An empty route policy does not override a plugin-wide restriction. Use the
plugin-wide policy for a rule that applies to every resource, and the route
policy for a more specific rule. See [Access control](../kernel/config-access)
for the policy model.

## Route conflicts

HTTP routes share the application's URL space with other plugin routes and
static mounts. The same path and method cannot be claimed by two different
plugins. Two plugins may use the same path when they handle different methods,
provided neither route accepts every method. An any-method route conflicts with
every method-specific route for the same path.

A route also conflicts with a static mount owned by another plugin when both
declare the same path pattern. Keep route patterns within a clear plugin
namespace to avoid collisions.

The Kernel checks these conflicts while connecting the resources returned during
registration. A conflicting route is not connected, but the plugin process or
WASM instance still starts. The plugin is marked `degraded`, and its other
non-conflicting resources remain available. Resolve the conflict and restart
the plugin to register the missing route.

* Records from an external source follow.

PR #4994, opened 2024-08-12
perf: destructive update at `expr_eq_fn`

leodemoura:
This is an experiment. It currently only performs the destructive update at applications.


leodemoura:
!bench

leodemoura:
Remark: the optimization should check whether a child was considered equal but binder information is different because `CompareBinderInfo == false`.

PR #4996, opened 2024-08-12
fix: reduce default max depth for ext tactic

david-christiansen:
The prior default of 1000000 could not be achieved in practice, because the stack would overflow after around 5000 recursive invocations. This meant that a poorly-chosen @[ext] lemma could crash Lean.

Talking to Mathlib users, it seems that 10 would be a very large number in practice, so a default limit of 100 should not change successful uses. But it does make it much easier to diagnose and recover from poor choices of @[ext] lemmas.


david-christiansen:
A bit of context: while working on #4970, Lean was mysteriously crashing while I tried to update the test suite. It turned out that there was a stack overflow, but on my machine it was terminating with `SIGBUS` - hence #4971. This gave an uninformative, scary error message.

Hopefully this and #4971 will save future experimenters from having to fire up `gdb` or `lldb`!

eric-wieser:
> it seems that 10 would be a very large number in practice

I've needed 10-20 a few times, but I agree that 100 is probably safe.

Regarding the sigbus; should this tactic also call `Lean.withIncRecDepth` to ensure that any stack overflow is caught as a runtime error rather than a process crash?

PR #4999, opened 2024-08-12
feat: Adding some instances for `PtrSet` and `PtrMap`

znssong:
We added some instances for type `PtrSet` and `PtrMap`.


Kha:
Hi, we took a look at this PR in the triage team meeting and ultimately decided that we would prefer unsafe definitions not to be hidden behind notations. You can define these instances locally if you prefer them.

PR #5003, opened 2024-08-12
chore: upgrade cache action to silence warnings

hargoniX:
According to the release notes of cache this should not break anything as they merely upgraded the node version.


nomeata (approved):

Kha:
Can we get `save-always: true` pls? :)

PR #6168, opened 2026-03-14
[Stdlib] Add partition() and rpartition() to String and StringSlice

msaelices:
Add Python-compatible `partition()` and `rpartition()` to `StringSlice` and `String`.

- `partition(sep)` — splits on the first occurrence; returns `(before, sep, after)` or `(self, "", "")` if not found.
- `rpartition(sep)` — splits on the last occurrence; returns `(before, sep, after)` or `("", "", self)` if not found.

`String` delegates to `StringSlice`. Tests added to both `test_string.mojo` and `test_string_slice.mojo`.

---

Tracking issue: #6176. Keeping as draft until consensus is reached there.

---

Assisted-by: AI


NathanSWard:
@msaelices - can we hold off on adding capabilities to existing types without proper reasoning or valid usage?
We don't just want to be copying Python for Python's sake. Often times there can be better mojo first-class alternatives to these sort of functions/utilities.
And often times we don't actually need/want to support everything that python does.

For new methods/APIs like this lets try to track these in a GitHub issue instead to see if there is valid need for them and then after we come to agreement we can review the implementation.

msaelices:
Opened issue #6176 to track the justification for this API as requested. Converted PR to draft

PR #6171, opened 2026-03-14
[Stdlib] Remove misleading TODO in `LinkedList.insert()` index normalization

msaelices:
`LinkedList.insert()` had a `# TODO: use normalize_index` comment, but `normalize_index` asserts bounds and cannot implement Python's `list.insert()` clamping semantics, where out-of-range negative indices silently clamp to 0 (head) rather than raising. Replacing the comment with one explaining the intentional difference.

---

Assisted-by: AI


JoeLoser (approved):

JoeLoser:
!sync

PR #6172, opened 2026-03-14
[Stdlib] Add `FileHandle.tell()` to query current file position

### LINKED ISSUE #6186: [Stdlib] Add FileHandle.tell() to query current file position
`FileHandle` already has `seek()` to move to a position, but no way to query the current position. Python's file objects have `.tell()` for this. The current workaround requires manually tracking the byte offset, which is error-prone.

**Use cases:**
- Save and restore a file position (save with \`tell()\`, restore with \`seek()\`)
- Track read progress without an external counter
- Implement parsers that need to backtrack

**Proposed API:**  `def tell(self) raises -> UInt64`

`seek()` already exists and returns the new position; `tell()` is a natural complement. Implementation is a single call to `seek(0, SEEK_CUR)`.

Draft PR: #6172

msaelices:
`FileHandle` had `seek()` but no `tell()` to query the current byte offset. Adds `tell()` as a thin wrapper around `lseek(fd, 0, SEEK_CUR)`, consistent with Python's `file.tell()`.

This fixes https://github.com/modular/modular/issues/6186

Assisted-by: AI


JoeLoser (approved):
LGTM but please add a changelog entry and update the PR description to say this fixes https://github.com/modular/modular/issues/6186. Thanks, @msaelices!

JoeLoser:
Did you explore a more descriptive name like `stream_position` or something? I assume the `tell()` name was chosen because that is what Python calls it?

msaelices:
> Did you explore a more descriptive name like `stream_position` or something? I assume the `tell()` name was chosen because that is what Python calls it?

Exactly. I come from Python, and IMO, if there's a strong argument for it, I would stick with Python's naming conventions.

Feel free to request me to change it for a better name

msaelices:
@JoeLoser rebased onto latest `main`; the changelog conflict is resolved and it's mergeable. Changelog entry is in and the description links #6186 as requested. Ready for `!sync` whenever you have a moment. Thanks!

PR #6173, opened 2026-03-14
[Stdlib] Add `math.prod()` for computing product of a span

msaelices:
Adds `math.prod()` as a Python-compatible function that computes the product of all elements in a `Span[Scalar[dtype]]`, with an optional `start` parameter (defaults to `1`).

Delegates to the existing `algorithm.product()` reduction, adding the `start` multiplier and the empty-span short-circuit.

### DIFF
--- a/mojo/stdlib/std/math/__init__.mojo
+++ b/mojo/stdlib/std/math/__init__.mojo
@@ -89,6 +89,7 @@ from .math import (
     min,
     modf,
     perm,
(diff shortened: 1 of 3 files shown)


msaelices:
Closing — algorithm.product() already exists and math.sum() is not in math either (it's in algorithm). Adding math.prod() would be a redundant wrapper with no clear precedent.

This is different from a failure to load the package, start the backend, or
complete plugin registration. Those failures prevent the plugin from starting
and leave it in a failed state.

## HTTP handler checklist

Before loading the plugin, verify that:

* every route pattern starts with `/`;
* you use a trailing `/` for a subtree and never use `/*`;
* query parameters are read from the request data rather than included in the
  route pattern;
* the route access policy matches the data the handler protects;
* request bodies stay within the 8 MiB limit; and
* responses set a status, content type, and body appropriate for the client.

HTTP is the right choice for dynamic behavior. For packaged files
that do not require a handler, use [static transport](./transport-static).